On Mon, 2012-10-01 at 09:09 -0500, Endi Sukma Dewata wrote:
On 9/28/2012 1:18 PM, Andrew Wnuk wrote:
> On 09/25/2012 08:11 PM, Endi Sukma Dewata wrote:
>> Some synchronized methods in CertificateRepository have been moved
>> into CertStatusUpdateThread to avoid blocking other synchronized
>> methods too long.
>>
>> Ticket #313
> NACK.
>
> processRevokedCerts - seems to be use only by CRLIssuingPoint and it is
> not used by CertificateRepository maintenance thread therefore I so not
> reason to move processRevokedCerts to CertStatusUpdateTask.
Just to clarify the IRC discussion last week, this patch is supposed to
address the long blocking issue by reverting to Dogtag 9 behavior,
assuming the Dogtag 9 has the correct behavior.
In Dogtag 9 the processRevokedCerts() exists in CRLIssuingPoint class as
shown in this simplified code:
public void processRevokedCerts(IElementProcessor p) {
// NOTE: dangerous cast.
// correct way would be to modify interface and add
// accessor but we don't want to touch the interface
CertificateRepository cr = (CertificateRepository)mCertRepository;
synchronized (cr.mCertStatusUpdateThread) {
CMS.debug("Starting processRevokedCerts (entered lock)");
list = mCertRepository.findCertRecordsInList(...);
list.processCertRecords(...);
CMS.debug("processRevokedCerts done");
}
}
There are some issues in the above code:
1. In Dogtag 9 the mCertRepository is being downcasted to
CertificateRepository. As indicated by the comment in the code this is
dangerous and we are supposed to modify the ICertificateRepository
interface. In Dogtag 10 this was fixed by adding a new method called
processRevokedCerts() into the interface so it's no longer necessary to
downcast mCertRepository. The above code will now look like this:
public void processRevokedCerts(IElementProcessor p) {
mCertRepository.processRevokedCerts(...);
}
2. In Dogtag 9 the code locks the mCertStatusUpdateThread which is an
attribute of the mCertRepository. This is not a good OO practice because
it's breaking the encapsulation. We could add a method
getCertStatusUpdateThread() but it's still not a good solution because
the thread class is a private class of CertificateRepository. The
CRLIssuingPoint isn't supposed to see the thread object. This patch
addresses this issue by moving the above code into
CertificateRepository's processRevokedCerts(). This way the certificate
repository can lock its own thread without breaking encapsulation.
public void processRevokedCerts(IElementProcessor p) {
synchronized (mCertStatusUpdateThread) {
CMS.debug("Starting processRevokedCerts (entered lock)");
list = this.findCertRecordsInList(...);
list.processCertRecords(...);
CMS.debug("processRevokedCerts done");
}
}
This, however, is not the final code. See the following point.
3. In Dogtag 9 the locking is done using a synchronized block. While it
works just fine, the code could be implemented with a synchronized
method which would be cleaner: the object being locked is implicit, and
here we block the whole method which has a well defined boundary,
instead of a piece of code in the middle of a method.
I agree with points 1 and 2. It makes sense to have
processCertRecords() as a method within CertificateRepository, so that
it can lock its own private thread. I would be OK with the code in
point 2 above.
I'm not sure I agree that locking using a synchronized method is any
cleaner though.

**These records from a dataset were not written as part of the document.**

PR #56, opened 2025-02-12
Replace channel groups with band sets

gabrieltseng:
Small updates:

- [x] Rename all namedtuple attributes to be consistent with the `Modality` names

### DIFF
--- a/helios/nn/flexihelios.py
+++ b/helios/nn/flexihelios.py
@@ -27,8 +27,8 @@ class TokensAndMasks(NamedTuple):
     """Output to compute the loss on.
 
     Args:
-        sentinel2: sentinel 2 data of shape (B, P_H, P_W, T, Band_Sets)
-        sentinel2_mask: sentinel 2 mask indicating which tokens are masked/unmasked
+        sentinel2: sentinel 2 data of shape (B, P_H, P_W, T, Band_Sets, D)
+        sentinel2_mask: sentinel 2 mask indicating which tokens are masked/unmasked (B, P_H, P_W, T, Band_Sets)
         latlon: lat lon data containing geographical coordinates
         latlon_mask: lat lon mask indicating which coordinates are masked/unmasked
         timestamps: timestamps of the data


helios/nn/flexihelios.py
```diff
@@ -64,56 +65,60 @@ class FlexiHeliosPatchEmbeddings(nn.Module):
...
+                instantiation supports
             max_patch_size: Maximum size of patches
             embedding_size: Size of embeddings
         """
         super().__init__()
-        self.modalities_to_channel_groups_dict = modalities_to_channel_groups_dict
         self.max_patch_size = max_patch_size
         self.embedding_size = embedding_size
+        self.supported_modalities = supported_modalities
         # TODO: want to be able to remove certain bands and modalities
```
Hgherzog, line 84: Remove comments about channel groups

helios/nn/flexihelios.py
```diff
@@ -64,56 +65,60 @@ class FlexiHeliosPatchEmbeddings(nn.Module):
...
-        for modality in self.modalities_to_channel_groups_dict.keys():
+        for modality in self.supported_modalities:
             self.per_modality_embeddings[modality] = (
                 self._get_patch_embedding_module_for_modality(modality)
             )
 
     def _get_patch_embedding_module_for_modality(self, modality: str) -> nn.Module:
         """Get the patch embedding module for a modality."""
-        channel_groups_dict = self.modalities_to_channel_groups_dict[modality]
+        modality_spec = Modality.get_modality_from_name(modality)
```
Hgherzog: This is great, I totally agree we needed to move away from the channel group dict

helios/data/constants.py
```diff
@@ -177,11 +201,18 @@ class Modality:
...
         """Get all modalities."""
-        return [
-            cls.S1,
-            cls.S2,
-            cls.NAIP,
-        ]
+        return [cls.S1, cls.S2, cls.NAIP, cls.LATLONS]
+
+    @classmethod
+    def get_modality_from_name(cls, name: str) -> ModalitySpec:
```
Hgherzog: nit: get_spec_from_name or get_modality_spec might be clearer name here

helios/nn/flexihelios.py
```diff
@@ -284,7 +291,8 @@ def _apply_encodings_per_modality(
             Tensor with encodings applied based on modality type
         """
         # TODO: Improve this implementation
-        if modality == "latlon":
+        if modality_tokens.shape == 3:
```
Hgherzog: Suggestion: Is there a way we could prescribe what encodings are needed in the Modality Spec?

helios/nn/flexihelios.py
```diff
@@ -284,7 +291,8 @@ def _apply_encodings_per_modality(
...
+            # modality_tokens = [B, C_G, D]; static in space, static in time
```
Hgherzog: nit: we shouldn't use c_g if we aren't doing channel groups

helios/constants.py
```diff
@@ -23,5 +23,11 @@
 
 WORLDCOVER_BANDS = ["B1"]
 
+MODALITY_NAME_TO_BANDS = {
```
favyen2: I think maybe the bands should be removed from `helios/constants.py` and add helper function to BandSet to get flat list of bands. It can be in alphabetical order or just in the order of the bands / BandSets.

helios/data/constants.py
favyen2: I made Modality a normal class since it wasn't working as Enum (since the values are objects) but maybe it would be better to use a ClassRegistry where each ModalitySpec is a separate instance (and then could rename ModalitySpec -> Modality, and Modality -> MODALITIES which is a ClassRegistry). This would probably be better although would cause a lot of refactoring needed.

helios/constants.py
gabrieltseng: +1 its confusing to have band information split into two files at the moment. It would be helpful to have a function which can return the correct band ordering from the `ModalitySpec`

Hgherzog: I removed these cosntants and added a helper function to be in the order of the bandsets. The data is stacked by the order of the band sets anyway so previoulsy I think the band sets were being grouped incorrectly

helios/train/masking.py
```diff
@@ -50,8 +51,8 @@ class MaskedHeliosSample(NamedTuple):
         timestamps: ArrayTensor  # [B, T, D=3], where D=[day, month, year]
     """
 
-    s2: ArrayTensor
-    s2_mask: ArrayTensor
+    sentinel2: ArrayTensor
+    sentinel2_mask: ArrayTensor
```
gabrieltseng, line 55: Not a change you made but taking the opportunity to bring this up:

Should these just be `Tensor`s? Is there a time where we'd want them to be `array`s? I don't think so - their intent is just to be passed to a model.

helios/data/constants.py
```diff
@@ -53,50 +55,64 @@ def get_resolution(self) -> float:
...
         return get_resolution(self.tile_resolution_factor)
 
+    def bandsets_as_indices(self) -> list[list[int]]:
+        """Return the band sets as indices."""
+        # TODO: Add Integration test that we actually load the data in the correct order from the band sets
+        band_specs_as_indices = []
+        for band_set in self.band_sets:
+            # TODO: I think the bands are not actually in the order of the old constant but stacked succesively from band sets
+            band_specs_as_indices.append(list(range(len(band_set.bands))))
+        return band_specs_as_indices
```
gabrieltseng: I'm not sure this is right. The original S2 bands were

```
S2_BANDS = [
    "B01",
    "B02",
    "B03",
    "B04",
    "B05",
    "B06",
    "B07",
    "B08",
    "B8A",
    "B09",
    "B10",
    "B11",
    "B12",
]
```

According to these bands, the indices of the first band set (`["B02", "B03", "B04", "B08"]`) would be `[1, 2, 3, 7]`.

More generally this doesn't keep track of indices against band sets. Originally, this function would have returned (for s2):

```
[[1, 2, 3, 9], [4, 5, 6, 8, 11, 12], [0, 9, 10]
```
but I think now it would return:
```
[[0, 1, 2, 3], [0, 1, 2, 3, 4, 5], [0, 1, 2]]
```

helios/data/constants.py
```diff
@@ -172,16 +183,18 @@ class Modality:
...
-        """Get all modalities."""
-        return [
-            cls.S1,
-            cls.S2,
-            cls.NAIP,
-        ]
-
+    ),
+    # TODO: decide if we want to include latlon as a modality
+    # The issue is that parse_modality_csv will search for the csv file and relevant ModalityTile
```
gabrieltseng, line 197: I am in favor of including latlon as a modality. Could we add a field to the modalityspec which would tell parse_modality_csv to ignore this modality?

`ignore_when_parsing_csv = True`

helios/data/constants.py
Hgherzog: Okay so this is definitely wrong, let me add a unit test, The expected behavior is to just return `[0,1,2,3], [4,5,6,..], [10, 11, 12]]` Previously, we were loading the bands by bandset not by the order of this constant so it was wrong

helios/data/dataset.py
```diff
@@ -111,69 +124,17 @@ def to_device(self, device: torch.device) -> "HeliosSample":
             A new HeliosSample with all tensors moved to the specified device.
         """
         return HeliosSample(
-            s2=self.s2.to(device) if self.s2 is not None else None,
+            sentinel2=self.sentinel2.to(device) if self.sentinel2 is not None else None,
+            sentinel1=self.sentinel1.to(device) if self.sentinel1 is not None else None,
+            worldcover=(
+                self.worldcover.to(device) if self.worldcover is not None else None
+            ),
```
gabrieltseng: nit: here's an implementation which doesn't require us to explicitly update this function anytime we add a modality

```python
def to_device(self, device: torch.device) -> "HeliosSample":
    return HeliosSample(**{key: val.to(device) for key, val in self.as_dict().items()})
```

I think this (as much as possible not explicitly defining the modalities in our functions) is desirable since it otherwise introduces more friction / room for bugs when we do add more modalities.

helios/data/constants.py
```diff
@@ -98,6 +98,11 @@ def get_band_names(self) -> list[str]:
         """Get the combinedband names."""
         return [band for band_set in self.band_sets for band in band_set.bands]
 
+    @property
+    def num_channels(self) -> int:
```
gabrieltseng: nit: can we stick with `bands` to be consistent here?

helios/nn/flexihelios.py
```diff
@@ -26,22 +27,22 @@ class TokensAndMasks(NamedTuple):
     """Output to compute the loss on.
 
     Args:
-        s2: sentinel 2 data of shape (B, C_G, T, P_H, P_W)
-        s2_mask: sentinel 2 mask indicating which tokens are masked/unmasked
+        sentinel2: sentinel 2 data of shape (B, P_H, P_W, T, Band_Sets)
```
gabrieltseng: nit - this comment should be `(B, P_H, P_W, T, Band_Sets, D)`

helios/train/masking.py
Hgherzog: Perhaps it might be useful for an eval or downstream task. I am going to leave it for now as it isn't clear to me right now.

helios/data/constants.py
Hgherzog: will do this in the support missing modalities PR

The patch moves code which does not is not executed by
the maintenance thread into the maintenance thread, purely for the sake
of elucidating synchronization. The maintenance thread should contain
only the methods that it executes.
With this patch the Dogtag 10 is supposed to have the same behavior
as
Dogtag 9 that they both guarantee mutual exclusion of the following code:
list = this.findCertRecordsInList(...);
list.processCertRecords(...);
and the following code:
_cr.updateCertStatus();
_cr.checkRanges();
_rr.checkRanges();
And the execution of either of the above code wouldn't block
modifyCertificateRecord().
It would be difficult to prove correctness of undeterministic code by
testing. Testing would prove if there's an error in the code, but no
error even after extensive testing doesn't mean it's correct. The best
way to review this patch is I think by analyzing the code, following the
logic, comparing with previous code, and some basic testing.